This article is automatically translated.
I’m Sasaki from the research and development department of Dwango Media Village. Dwango Media Village had a corporate exhibition for two days at the 21st Symposium on Image Recognition and Understanding MIRU2018 held in August. MIRU2018 is a symposium for academic exchange among domestic Computer Vision researchers. Alongside the main event, there was a Young Researchers Program, which served as a venue for young researchers, including students, postdocs, and professionals, to interact. This article introduces the symposium and the young researchers’ program.
At the MIRU2018 corporate booth, Dwango Media Village presented posters and demos. The posters introduced projects such as automatic coloring of manga pages, normal map estimation from line drawings, and high-speed clustering of large-scale, multi-dimensional image feature vectors. Additionally, voice conversion and Dwango’s horse racing prediction project were showcased.
The demo featured 2D to 3D pose estimation, a recent internship outcome, and the Artificial Life Project, which was unveiled on the day of the event. The 3D pose estimation demo showcased a deep learning model that learns 3D pose estimation from 2D data without the need for 2D-3D pose data pairs, which were previously required. Visitors could see 3D poses estimated online from images captured by a webcam. The artificial life demo illustrated virtual creatures in a 3D virtual space learning to survive and move their bodies through reinforcement learning. Some visitors even returned on the second day to see the progress of the creatures born the previous day.

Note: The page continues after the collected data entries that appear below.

PR #816, opened 2022-05-14
Add storage::notes function

### LINKED ISSUE #754: Implement `WalletService::notes`
This request will generate one of several queries, based on which fields are present in the request.  To start, we can buffer the entire query results in-memory, rather than trying to stream them to the client.

To reconstruct the `NoteRecord`s, we'll need to do the opposite steps as were used to save them, in #751.

aubrika:
Closes #754

### DIFF
--- a/wallet-next/src/service.rs
+++ b/wallet-next/src/service.rs
@@ -3,7 +3,12 @@ use std::{
     sync::{Arc, Mutex},
 };
 
-use penumbra_crypto::keys::FullViewingKeyHash;
+use async_stream::try_stream;
+use futures::stream::{StreamExt, TryStreamExt};
+use penumbra_crypto::{
+    asset,
+    keys::{DiversifierIndex, FullViewingKeyHash},
+};
 use penumbra_proto::{
     client::oblivious::oblivious_query_client::ObliviousQueryClient,
     crypto as pbc,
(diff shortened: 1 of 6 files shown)


wallet-next/src/service.rs
```diff
@@ -114,7 +119,34 @@ impl WalletProtocol for WalletService {
...
+        });
+        let amount_to_spend = request.get_ref().amount_to_spend;
+
+        let notes = self
+            .storage
+            .notes(include_spent, asset_id, diversifier_index, amount_to_spend)
+            .await
+            .map_err(|_| tonic::Status::unavailable("database error"))?;
+
+        let stream = try_stream! {
```
aubrika, line 139: Should the `storage` method be refactored to allow iteration over a range of heights, which would make returning a stream here make more sense? Or should we change the method signature in the service to return a `Vec<NoteRecord>`? Leaving as-is for now, but seems like one side or the other should change.

wallet-next/src/storage.rs
```diff
@@ -132,6 +134,86 @@ impl Storage {
...
+            None => "diversifier_index".to_string(),
+        };
+
+        // If set, stop returning notes once the total exceeds this amount.
+        //
+        // Ignored if `asset_id` is unset or if `include_spent` is set.
+        // uint64 amount_to_spend = 5;
+
+        if asset_id.is_none() || include_spent {
+            //TODO: figure out a clever way to only return notes up to the sum using SQL
```
aubrika, line 173: I don't know a succinct/straightforward way in SQL to truncate the size of the returned set by the sum of a column value, but if we refactored to stream smaller sets of `NoteRecord`s we could just sum those smaller sets and check against the `amount_to_spend` - as it stands, it's just returning the whole set of `NoteRecord`s at once, so to implement this cutoff, we'd need that to change.

hdevalence: For now I think it's fine to load everything in memory and then throw it away. We can always do the better DB query if/when we notice a perf problem.

wallet-next/src/service.rs
hdevalence: Seems like if we leave it as is, we have the option of changing just the wallet impl to steam data at a later point without having to change anything on the client side

wallet-next/src/storage.rs
```diff
@@ -132,6 +134,86 @@ impl Storage {
...
+            };
+            let note_blinding = Fq::from_bytes(record.blinding_factor[..].try_into()?)?;
+
+            output.push(NoteRecord {
+                note_commitment: Commitment::try_from(&record.note_commitment[..])?,
+                note: Note::from_parts(diversifier, transmission_key, value, note_blinding)?,
+                diversifier_index: DiversifierIndex(record.diversifier_index[..].try_into()?),
+                nullifier: Nullifier::try_from(record.nullifier)?,
+                height_created: record.height_created as u64,
+                height_spent: if record.height_spent == None {
```
hdevalence, line 206: maybe this could use Option::map to avoid the if?

hdevalence (approved):
Happy to merge on green CI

Deep learning, a machine learning technique, is gaining attention in Computer Vision for its high performance and versatility, with new methods and algorithms being proposed daily. The tutorials covered representative deep learning models, Generative Adversarial Networks (GANs) excelling in image generation tasks, and the latest research trends in reinforcement learning. There was also a session on automatic hyperparameter tuning, which is crucial in machine learning. The tutorials were practical, covering both theory and useful know-how.
Many studies using Convolutional Neural Networks (CNNs), deep learning models for image recognition and generation, were presented. The oral presentations included papers accepted at the recent top conference in the CV field, CVPR.
Here are some presentations that particularly interested me:
For image classification with CNNs, a dataset with pairs of input images and correct labels is essential. Incorrect labels can degrade performance. Normally, data cleaning is performed, but this is challenging with large datasets. This presentation proposed a method to train CNNs while correcting incorrect labels.
This study involves image generation from descriptions. While CNNs can create high-quality images, generating images exactly as users envision is difficult. This research introduced an interactive method where users can add instructions to refine the avatar image generation model’s results.
MIRU2018 actively included presentations from different fields. It was impressive to hear that deep learning could revolutionize robotics, similar to other fields like speech and natural language processing. One example was research on reinforcement learning for manipulating soft materials (e.g., fabric), which is challenging with conventional robotics technology.
Each team conducted a research survey in fields other than Computer Vision. About two months before MIRU2018, teams were formed, each assigned a different field (e.g., natural language, data mining), with about five members per team. The survey and preparation for poster and oral presentations required meticulous literature review and preparation. Team members, scattered nationwide, communicated frequently via Slack to read papers and prepare.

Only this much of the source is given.